What do the lines say from the start of the entries through the one containing "That allows to"? Repeat them exactly.

BEGIN Source data

PR #1005, opened 2023-12-20
Extract init communication

BenediktBurger:
In order to expand _all instrument tests_, I moved all the communication in the `__init__` methods into their own `_init_communication` method.
That allows to replace that method for certain tests.

The name of that method could be different, if required.

### DIFF
--- a/pymeasure/instruments/activetechnologies/AWG401x.py
+++ b/pymeasure/instruments/activetechnologies/AWG401x.py
@@ -445,6 +445,9 @@ class AWG401x_AFG(AWG401x_base):
     def __init__(self, adapter, **kwargs):
         super().__init__(adapter, **kwargs)
 
+        self._init_communication()
+
+    def _init_communication(self):
         model = self.id.split(",")[1]
         if model == "AWG4012":
             num_ch = 2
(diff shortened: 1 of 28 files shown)


BenediktBurger:
I got a new idea:
1. instead of defining a special method just for tests (which is bad practice to write the code for tests).
2. all instruments must have a parameter `_init_comm_pairs` which contains the communication pairs for tests

Reasoning:
- It is a small memory burden to carry a list.
- It does not require additional design considerations for the coding of the `__init__`
- The same list can be used for the protocol tests

ToDos, if this idea gets accepted:
- [ ] write changelog
- [ ] add documentation how to treat the instruments

BenediktBurger:
What do you think, @bilderbuchi ?

bilderbuchi:
> 2\. all instruments must have a parameter `_init_comm_pairs` which contains the init communication pairs for tests (defaults to an empty list)

I think test-related code should _not_ leak into the instrument codebase. With this change, now part of the protocol test definition resides in the test files, and part in the instrument _implementation_ (`_init_comm_pairs`) -- I find this split quite confusing/suboptimal.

END Source data

Response to this exercise =
PR #1005, opened 2023-12-20
Extract init communication

BenediktBurger:
In order to expand _all instrument tests_, I moved all the communication in the `__init__` methods into their own `_init_communication` method.
That allows to replace that method for certain tests.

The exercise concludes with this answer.